Work to be completed: Each entry below is to be extracted exactly.

Stored data entries
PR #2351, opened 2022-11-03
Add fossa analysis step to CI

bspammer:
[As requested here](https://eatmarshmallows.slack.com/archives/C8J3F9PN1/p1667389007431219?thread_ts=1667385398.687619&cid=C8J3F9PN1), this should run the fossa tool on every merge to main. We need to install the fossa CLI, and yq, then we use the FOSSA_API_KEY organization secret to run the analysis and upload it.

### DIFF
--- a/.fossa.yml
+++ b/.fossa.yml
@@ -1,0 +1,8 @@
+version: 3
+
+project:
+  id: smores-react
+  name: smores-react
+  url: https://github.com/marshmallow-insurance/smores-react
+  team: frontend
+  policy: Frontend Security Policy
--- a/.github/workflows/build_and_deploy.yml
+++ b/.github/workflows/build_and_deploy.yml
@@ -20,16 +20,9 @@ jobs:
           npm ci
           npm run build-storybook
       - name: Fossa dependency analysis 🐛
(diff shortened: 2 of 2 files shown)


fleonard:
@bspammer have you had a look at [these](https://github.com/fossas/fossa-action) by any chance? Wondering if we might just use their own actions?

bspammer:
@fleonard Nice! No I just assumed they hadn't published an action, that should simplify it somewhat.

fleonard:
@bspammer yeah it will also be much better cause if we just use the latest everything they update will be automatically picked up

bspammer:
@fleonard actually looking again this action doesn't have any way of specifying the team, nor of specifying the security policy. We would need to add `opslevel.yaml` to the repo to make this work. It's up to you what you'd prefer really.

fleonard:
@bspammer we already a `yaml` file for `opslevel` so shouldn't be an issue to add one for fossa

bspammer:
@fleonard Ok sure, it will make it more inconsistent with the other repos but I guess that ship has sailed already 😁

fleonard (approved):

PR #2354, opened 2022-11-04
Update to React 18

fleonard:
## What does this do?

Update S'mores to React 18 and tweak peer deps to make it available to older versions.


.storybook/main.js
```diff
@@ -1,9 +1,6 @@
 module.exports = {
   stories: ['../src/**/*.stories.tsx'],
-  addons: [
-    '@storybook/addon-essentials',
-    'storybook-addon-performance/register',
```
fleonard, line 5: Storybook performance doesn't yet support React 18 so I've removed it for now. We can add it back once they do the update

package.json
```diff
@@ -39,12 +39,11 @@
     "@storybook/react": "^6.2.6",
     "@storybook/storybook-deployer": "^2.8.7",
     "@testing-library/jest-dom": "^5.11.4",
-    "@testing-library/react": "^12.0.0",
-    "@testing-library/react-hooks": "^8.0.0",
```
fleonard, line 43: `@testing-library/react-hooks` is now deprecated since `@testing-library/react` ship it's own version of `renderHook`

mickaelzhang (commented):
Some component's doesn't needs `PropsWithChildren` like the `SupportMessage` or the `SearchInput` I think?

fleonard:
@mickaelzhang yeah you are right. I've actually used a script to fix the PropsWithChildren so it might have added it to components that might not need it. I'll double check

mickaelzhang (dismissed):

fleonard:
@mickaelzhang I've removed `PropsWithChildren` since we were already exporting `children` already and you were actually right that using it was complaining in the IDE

Response area:
PR #2351, opened 2022-11-03
Add fossa analysis step to CI

bspammer:
[As requested here](https://eatmarshmallows.slack.com/archives/C8J3F9PN1/p1667389007431219?thread_ts=1667385398.687619&cid=C8J3F9PN1), this should run the fossa tool on every merge to main. We need to install the fossa CLI, and yq, then we use the FOSSA_API_KEY organization secret to run the analysis and upload it.

### DIFF
--- a/.fossa.yml
+++ b/.fossa.yml
@@ -1,0 +1,8 @@
+version: 3
+
+project:
+  id: smores-react
+  name: smores-react
+  url: https://github.com/marshmallow-insurance/smores-react
+  team: frontend
+  policy: Frontend Security Policy
--- a/.github/workflows/build_and_deploy.yml
+++ b/.github/workflows/build_and_deploy.yml
@@ -20,16 +20,9 @@ jobs:
           npm ci
           npm run build-storybook
       - name: Fossa dependency analysis 🐛
(diff shortened: 2 of 2 files shown)


fleonard:
@bspammer have you had a look at [these](https://github.com/fossas/fossa-action) by any chance? Wondering if we might just use their own actions?

bspammer:
@fleonard Nice! No I just assumed they hadn't published an action, that should simplify it somewhat.

fleonard:
@bspammer yeah it will also be much better cause if we just use the latest everything they update will be automatically picked up

bspammer:
@fleonard actually looking again this action doesn't have any way of specifying the team, nor of specifying the security policy. We would need to add `opslevel.yaml` to the repo to make this work. It's up to you what you'd prefer really.

fleonard:
@bspammer we already a `yaml` file for `opslevel` so shouldn't be an issue to add one for fossa

bspammer:
@fleonard Ok sure, it will make it more inconsistent with the other repos but I guess that ship has sailed already 😁

fleonard (approved):

PR #2354, opened 2022-11-04
Update to React 18

fleonard:
## What does this do?

Update S'mores to React 18 and tweak peer deps to make it available to older versions.


.storybook/main.js
```diff
@@ -1,9 +1,6 @@
 module.exports = {
   stories: ['../src/**/*.stories.tsx'],
-  addons: [
-    '@storybook/addon-essentials',
-    'storybook-addon-performance/register',
```
fleonard, line 5: Storybook performance doesn't yet support React 18 so I've removed it for now. We can add it back once they do the update

package.json
```diff
@@ -39,12 +39,11 @@
     "@storybook/react": "^6.2.6",
     "@storybook/storybook-deployer": "^2.8.7",
     "@testing-library/jest-dom": "^5.11.4",
-    "@testing-library/react": "^12.0.0",
-    "@testing-library/react-hooks": "^8.0.0",
```
fleonard, line 43: `@testing-library/react-hooks` is now deprecated since `@testing-library/react` ship it's own version of `renderHook`

mickaelzhang (commented):
Some component's doesn't needs `PropsWithChildren` like the `SupportMessage` or the `SearchInput` I think?

fleonard:
@mickaelzhang yeah you are right. I've actually used a script to fix the PropsWithChildren so it might have added it to components that might not need it. I'll double check

mickaelzhang (dismissed):

fleonard:
@mickaelzhang I've removed `PropsWithChildren` since we were already exporting `children` already and you were actually right that using it was complaining in the IDE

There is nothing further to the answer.